Understanding the structure of the FoxM1 protein and how it works could guide development of new cancer-fighting drugs

UCSC.edu | May 28, 2019 | Tim Stephens

Unregulated cell division is a hallmark of cancer, and one of the key proteins involved in controlling cell division is called FoxM1. Abnormal activation of FoxM1 is a common feature of cancer cells and is correlated with poor prognosis, metastasis, and resistance to chemotherapy.
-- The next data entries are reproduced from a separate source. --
Issue #5274, opened 2017-12-12
Fix fetch hasMany using links when parent & child records are already loaded


mattraydub:
Given a Parent model with "children" (hasMany) and Child model with "parent" (belongsTo) and proper inverses setup, when loading (store.findRecord) the Parent record, then loading one of the Child records (store.findRecord), then accessing parent.get('children') only returns the 1 previously fetch Child record instead of using the links, and fetching the entire relationship from the server.

Looks like the issue exists somewhere in the loading of the child payload. Since the payload includes a reference to its parent relationship, the store notices it already has that parent and updates the inverse relationship "children" with this 1 record in the `store._relationshipsPayloads`. So before fetching its children the parent already knows about this child in its relationshipsPayload. Not sure if this is necessary since it really needs to use the link to fetch the rest of the children from the server, in order to have the proper records loaded into that relationship.

Will be posting my breaking test shortly.

This is similar to #5209 but not exactly the same.

mattraydub:
This was fixed by PR #5257

jamesarosen:
@mattraydub you said this was fixed by #5257, but that hasn't been merged. Do you mean another PR? Or should we reopen this?

mattraydub:
This issue presents a problem with a breaking test. The PR #5257 fixes this problem, so I closed so that no one continues to try to fix it. Not sure if they will ever merge that PR, but I cherry-picked it into the version I am using. I guess we could reopen, but just wanted to explain my point-of-view.

psbanka:
@mattraydub - I would advocate for re-opening this ticket so that it has visibility to the greater team. Clearly we don't want to be running on a forked version of `ember-data`

PR #5275, opened 2017-12-12
breaking test for issue #5274

mattraydub:
see #5274 for explanation


mattraydub:
A different PR #5257 fixes the breaking test here

PR #5277, opened 2017-12-13
[BUGFIX] Fix store.createRecord with belongsTo when model has @each o…

mattraydub:
When passing belongsTo relationship during create (on Model with property using @each observer) the InternalModel.getRecord actually recurses on itself thus calling the modelFactory create 2 times. This is only happening when there is something watching a path on the created model using the @each observer.

This test and fix ensures the create is only called once.

### DIFF
--- a/addon/-private/system/model/internal-model.js
+++ b/addon/-private/system/model/internal-model.js
@@ -338,10 +338,6 @@ export default class InternalModel {
         adapterError: this.error
       };
 
-      if (typeof properties === 'object' && properties !== null) {
-        emberAssign(createOptions, properties);
-      }
-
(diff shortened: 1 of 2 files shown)


runspired:
Digging into this PR. I'm not familiar with the issue but seems like a thing we should fix if broken, and there's at least one other bug report I've seen float by lately that looked similar.

runspired:
This was fixed in #5369

runspired:
Just wanted to circle back and say thank you very much @mattraydub ! I find your failing tests super helpful :) We should rope you in to doing more of them :D

mattraydub:
@runspired glad I was able to help

PR #5280, opened 2017-12-15
[doc beta]document extractRelationship in json-api.js

toddjordan:
In response to https://github.com/ember-learn/ember-api-docs/issues/399

`extractRelationship` has different args for `JSONAPISerializer` than `JSONSerializer`.  Since `JSONAPISerializer.extractRelationship` is not documented the apidocs show `JSONSerializer.extractRelationship` instead, leading to confusion.  This pr simply adds documentation reflecting correct arguments to `extractRelationship`, and also adds `extractRelationships` documentation (so source link goes to the correct implementation.

#### Before:
image

#### After:
image

### DIFF
--- a/addon/serializers/json-api.js
+++ b/addon/serializers/json-api.js
@@ -301,6 +301,15 @@ const JSONAPISerializer = JSONSerializer.extend({
     return attributes;
   },
 
+  /**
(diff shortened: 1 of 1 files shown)


bmac:
Thanks @toddjordan

PR #5281, opened 2017-12-18
Fix the ember-try canary scenario by polyfilling WeakMap

bmac:
@rwjblue would you mind reviewing this and confirming that adding this to `ember-cli-build.js` will only impact the test builds and not the builds of consumers of Ember Data?


rwjblue:
Confirm, `ember-cli-build.js` in addons only affects the addon itself.

PR #5282, opened 2017-12-18
Add guard & more helpful error massage when calling _setupRelationships when store is destroyed

danwenzel:
This PR adds a guard against trying to set up relationships after the store has been destroyed, providing a more helpful error message.

#### Background:

We ran into a test failure which showed the following error:

```
TypeError: Cannot read property 'push' of null
    at Class._setupRelationshipsForModel
```

similar to this issue: https://github.com/samselikoff/ember-cli-mirage/issues/1220

After some digging, it turned out that the store had been destroyed too early in the test, and this line was causing the error: https://github.com/emberjs/data/blob/master/addon/-private/system/store.js#L2418

The error happened because the store sets `_pushedInternalModels` to `null` when destroyed: https://github.com/emberjs/data/blob/master/addon/-private/system/store.js#L2706, so trying to later call `push` on it causes an error.

This PR adds an assertion that makes it clearer what's going on, making for faster debugging.


danwenzel:
Not sure why the test is failing in Phantom...  It's passing just fine for me locally

addon/-private/system/store.js
```diff
@@ -2415,6 +2415,11 @@ Store = Service.extend({
       return;
     }
 
+    if (this.isDestroyed) {
+      assert('Attempting to set up relationships after store has been destroyed');
```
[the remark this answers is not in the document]
danwenzel: Done

danwenzel:
Alright, so I noticed that the failing test was in the production environment, so I added a conditional in the test file.  Let me know if there's a better way to do that.

tests/integration/store-test.js
```diff
@@ -202,12 +203,16 @@ test("destroying the store correctly cleans everything up", function(assert) {
...
 
   run(store, 'destroy');
-
   assert.equal(personWillDestroy.called.length, 1, 'expected person to have recieved willDestroy once');
   assert.equal(carWillDestroy.called.length, 1, 'expected car to recieve willDestroy once');
   assert.equal(carsWillDestroy.called.length, 1, 'expected person.cars to recieve willDestroy once');
   assert.equal(adapterPopulatedPeopleWillDestroy.called.length, 1, 'expected adapterPopulatedPeople to recieve willDestroy once');
   assert.equal(filterdPeopleWillDestroy.called.length, 1, 'expected filterdPeople.willDestroy to have been called once');
+  if (config.environment !== 'production') {
+    assert.throws(() => {
```
rwjblue: I think we generally use `assert.expectAssertion(() => {}, /some matcher/)` for this.  That custom assertion is provided by https://github.com/workmanw/ember-qunit-assert-helpers/ and is aware of development vs production...

danwenzel: @rwjblue - If I do that, then the production test still fails, because it moves on and hits the original `TypeError: Cannot read property 'push' of null`.

This is why I had originally built the assertion into a conditional.  It would allow an early return - in production, the assertion would be skipped, but you wouldn't hit that error.

danwenzel: Or another idea:  Maybe we want to just `throw` instead of `assert`?  i.e. maybe we _want_ this better error message in production too? This case is currently throwing an error in prod either way.

danwenzel: @rwjblue ⬆️  Any thoughts on this?

danwenzel: Pinging again... @rwjblue ⬆️   Any thoughts?

danwenzel: Thanks @runspired !  Any thoughts on the other issues above?  If we want to leave production alone, we'll have to think of some way to only call that method in the non-prod tests.

runspired: @danwenzel see https://github.com/emberjs/data/blob/master/tests/unit/store/push-test.js#L7

danwenzel: Thanks, @runspired , that worked perfectly!  All passing now

danwenzel:
@runspired @rwjblue - Ok to ship this?

tests/integration/store-test.js
```diff
@@ -209,6 +209,13 @@ test("destroying the store correctly cleans everything up", function(assert) {
   assert.equal(filterdPeopleWillDestroy.called.length, 1, 'expected filterdPeople.willDestroy to have been called once');
 });
 
+testInDebug("_setupRelationshipsForModel generates helpful error in non-prod.", function(assert) {
+  run(store, 'destroy');
+  assert.throws(() => {
+    store._setupRelationshipsForModel(null, { relationships: {} });
+  }, /Attempting to set up relationships after store has been destroyed/);
+});
```
runspired: We should design a test scenario similar to a real-world scenario that would have caused this to happen.  I'm especially interested in such a test because:

1. It may be that we need to adjust our waiters https://github.com/emberjs/data/pull/5422
2. _setupRelationshipsForModel should still occur in the same run-loop as whatever scheduled it. This indicates to me that this either might be the wrong location to assert, or that we could improve the message to tell people exactly what they need to do to resolve the error.

danwenzel: Hi @runspired.  I agree that we should eventually dig more into the root issue, but this PR at least make the situation 1 step better - Someone encountering this in dev or test will know more about what's going on and fix it faster.

I unfortunately won't have time to dig deeper for a while, so maybe we could ship this as-is?

runspired: @danwenzel if you can jot down some notes for me about roughly the setup you encountered in the wild, and give me commit access to your fork, I will continue to improve this :)

danwenzel: Hi @runspired , sorry for the delay.

I can't remember the details of my setup, but this gives a pretty good example of the issue: https://github.com/samselikoff/ember-cli-mirage/issues/1220.

I've given you access to my fork.  Let me know if you need anything else

runspired:
Will revisit this soon, I have a pretty good idea of how to design a good test for it, and likely we can simply do the "right" thing and no-op here vs. error. 

Basically, the waiters in #5545 and an assert about using `store.push` when the store is destroyed should be enough, any other async internal timing things should be on ember-data to cleanup.

runspired:
After revisiting I confirmed that there are only two ways for _setupRelationships to be called: via `commit` and via `push/_push`. #5545 has guarded and tested `commit`, I will follow up with a new PR that guards `push/_push`.

PR #5289, opened 2017-12-18
Remove support/deprecation for normalizeHash in 3.0.0

bmac:


addon/serializers/rest.js
```diff
@@ -161,13 +161,6 @@ const RESTSerializer = JSONSerializer.extend({
     @return {Object}
   */
   normalize(modelClass, resourceHash, prop) {
```
rwjblue: Should we remove this whole override instead? It seems like it only calls `this._super` after the changes, which might mean we can remove the whole function...

Issue #5292, opened 2017-12-19
QUnit Blueprints Quest Issue


alexander-alvarez:
__Background__
https://github.com/emberjs/ember.js/issues/15933

__Tasks__
- [x] (:lock: @alexander-alvarez) Extend [test-framework detector](https://github.com/emberjs/data/blob/master/blueprints/test-framework-detector.js) to use rfc-232 style generators where applicable.
- [x] Add `<type>-test`  "simplified QUnit" blueprints
  - [x] (:lock: @alexander-alvarez) adapter-test
  - [x] (:lock: @alexander-alvarez) model-test
  - [x] (:lock: @alexander-alvarez) serializer-test
  - [x] (:lock: @alexander-alvarez) transform-test
- [ ] Extract the above tests blueprints into a standalone polyfill addon (similar to https://github.com/alexander-alvarez/ember-qunit-nested-module-blueprints-polyfill but for ember-data)

---
To pick up one of these items, please comment below and we'll update the checklist with :lock: @your-name-here...

alexander-alvarez:
https://github.com/alexander-alvarez/data/compare/node-test-cleanups...alexander-alvarez:test-framework-detectors-fixup is ready to go once https://github.com/emberjs/data/pull/5293 is merged

rwjblue:
The first couple of items are landed. The others are up for grabs...

rwjblue:
@alexander-alvarez - I believe the main blueprint types have been done, and all thats left is the polyfill addon. Can you confirm?

alexander-alvarez:
@rwjblue yup :+1:

runspired:
@alexander-alvarez what remains here?

alexander-alvarez:
@runspired  Just the last item
> Extract the above tests blueprints into a standalone polyfill addon

rwjblue:
TBH, I think this is probably fine to leave off. At the time we needed a polyfill addon because 3.0 was a ways off, now its out (as is 3.1).

PR #5298, opened 2017-12-21
blueprints/serializer-test: Add RFC232 variants

alexander-alvarez:
See https://github.com/emberjs/data/issues/5292

Had questions on what we wanted the default to be so I implemented both 
@Turbo87 @bmac

### DIFF
--- a/blueprints/serializer-test/qunit-rfc-232-files/tests/unit/__path__/__test__.js
+++ b/blueprints/serializer-test/qunit-rfc-232-files/tests/unit/__path__/__test__.js
@@ -1,0 +1,24 @@
+import { module, test } from 'qunit';
+import { setupTest } from 'ember-qunit';
+import { run } from '@ember/runloop';
+
+module('serializer:<%= dasherizedModuleName %>', '<%= friendlyTestDescription %>', function(hooks) {
+  setupTest(hooks);
+
+  // Replace this with your real tests.
+  test('it exists', function(assert) {
+    let store = this.owner.lookup('service:store');
+    let serializer = this.owner.factoryFor('serializer:<%= dasherizedModuleName %>').create({ store });
+
+    assert.ok(serializer);
+  });
+
+  test('it serializes records', function(assert) {
+    let store = this.owner.lookup('service:store');
+    let record = run(() => store.createRecord('<%= dasherizedModuleName %>', {}));
+
+    let serializedRecord = record.serialize();
+
+    assert.ok(serializedRecord);
+  });
+});
--- a/blueprints/serializer-test/qunit-rfc-232-files/tests/unit/__path__/__test__.js
+++ b/blueprints/serializer-test/qunit-rfc-232-files/tests/unit/__path__/__test__.js
@@ -2,7 +2,7 @@ import { module, test } from 'qunit';
 import { setupTest } from 'ember-qunit';
 import { run } from '@ember/runloop';
 
-module('serializer:<%= dasherizedModuleName %>', '<%= friendlyTestDescription %>', function(hooks) {
+module('<%= friendlyTestDescription %>', function(hooks) {
   setupTest(hooks);
 
   // Replace this with your real tests.
--- a/blueprints/serializer-test/qunit-rfc-232-files/tests/unit/__path__/__test__.js
+++ b/blueprints/serializer-test/qunit-rfc-232-files/tests/unit/__path__/__test__.js
@@ -8,7 +8,7 @@ module('<%= friendlyTestDescription %>', function(hooks) {
   // Replace this with your real tests.
   test('it exists', function(assert) {
     let store = this.owner.lookup('service:store');
-    let serializer = store.serializerFor('serializer:<%= dasherizedModuleName %>');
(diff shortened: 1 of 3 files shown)


blueprints/serializer-test/qunit-rfc-232-files/tests/unit/__path__/__test__.js
```diff
@@ -0,0 +1,24 @@
+import { module, test } from 'qunit';
+import { setupTest } from 'ember-qunit';
+import { run } from '@ember/runloop';
+
+module('serializer:<%= dasherizedModuleName %>', '<%= friendlyTestDescription %>', function(hooks) {
```
rwjblue: Should only be two arguments here (`friendlyTestDescription` and the `function(hooks) {}`...

alexander-alvarez:
@rwjblue fixed... sorry about that... thoughts on any of the two testing styles here?

blueprints/serializer-test/qunit-rfc-232-files/tests/unit/__path__/__test__.js
```diff
@@ -0,0 +1,24 @@
...
+import { setupTest } from 'ember-qunit';
+import { run } from '@ember/runloop';
+
+module('<%= friendlyTestDescription %>', function(hooks) {
+  setupTest(hooks);
+
+  // Replace this with your real tests.
+  test('it exists', function(assert) {
+    let store = this.owner.lookup('service:store');
+    let serializer = this.owner.factoryFor('serializer:<%= dasherizedModuleName %>').create({ store });
```
rwjblue: I think this should be `.lookup` (not `factoryFor().create()`) because serializers are singleton...

blueprints/serializer-test/qunit-rfc-232-files/tests/unit/__path__/__test__.js
```diff
@@ -0,0 +1,24 @@
...
+    assert.ok(serializer);
+  });
+
+  test('it serializes records', function(assert) {
+    let store = this.owner.lookup('service:store');
+    let record = run(() => store.createRecord('<%= dasherizedModuleName %>', {}));
+
+    let serializedRecord = record.serialize();
+
+    assert.ok(serializedRecord);
```
rwjblue: This should probably use some sort of `assert.deepEqual`

blueprints/serializer-test/qunit-rfc-232-files/tests/unit/__path__/__test__.js
alexander-alvarez: you need the store initialized on the serializer though, which lookup doesn't automatically do
is that something that should be addressed upstream?

blueprints/serializer-test/qunit-rfc-232-files/tests/unit/__path__/__test__.js
alexander-alvarez: Fine with whatever -- I simply copied the old ones https://github.com/emberjs/data/blob/master/blueprints/serializer-test/qunit-files/tests/unit/__path__/__test__.js#L14

blueprints/serializer-test/qunit-rfc-232-files/tests/unit/__path__/__test__.js
rwjblue: Haha, this seems sorta bonkers. I submitted https://github.com/emberjs/data/pull/5300 to simplify greatly 😺

rwjblue: @alexander-alvarez - Even without #5300, we should do `store.serializerFor(<%= dasherizedModelName %>)` here as that is the public API for getting a given things serializer. There are a few fallbacks that Ember Data handles nicely for you (e.g. use application if you don't have a model specific one) and we should go through the same common API.

alexander-alvarez: understood :+1:

blueprints/serializer-test/qunit-rfc-232-files/tests/unit/__path__/__test__.js
alexander-alvarez: I was playing around with adding `assert.deepEqual({}, serializedRecord);` in my repo, and realized that if you've already implemented the model for which a serializer is being generated, at the moment we can't generate a test case that will pass when generated + when using the equality check.

I was under the impression that generated test cases should always pass -- do we want to continue to have this behavior?

alexander-alvarez:
```
559) [PhantomJS 2.1] integration/relationships/has_many - Has-Many Relationships: Accessing a hasMany backed by a link multiple times triggers only one request
     Same promise is returned both times
```
not sure the test failure is related @rwjblue

rwjblue:
Restarted!

alexander-alvarez:
@rwjblue didn't realize -- it's failing on canary
```
Scenario ember-canary: FAIL
Command run: ember test
```

bmac:
Looks like the canary issue has be resolved and this is now passing again. @rwjblue has your issue been addressed?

Now researchers at UC Santa Cruz have determined the structure of this protein–a kind of “master switch” for cell division–in its inactive or “off” conformation. This new understanding of the structure of FoxM1 could ultimately be used to design new drugs that stabilize the protein in its inactive state and thereby stop the uncontrolled proliferation of cancer cells.

Seth Rubin, professor of chemistry and biochemistry at UC Santa Cruz, explained that FoxM1 is a “transcription factor,” a protein that controls the activity of specific genes.

“When a cell is going to divide, there are a bunch of proteins that need to be made, and FoxM1 controls all the genes for those proteins,” Rubin said. “Because cancer cells are proliferating and dividing all the time, they need to activate FoxM1, so it has long been a target for drug development.”

The new study involved a close collaboration between Rubin’s lab and that of Nikolaos Sgourakis, assistant professor of chemistry and biochemistry. After determining the structure of the protein in the “off” state, the team then figured out how it switches from the inhibited conformation to the activated or “on” state. The researchers published their findings May 28 in the journal eLife.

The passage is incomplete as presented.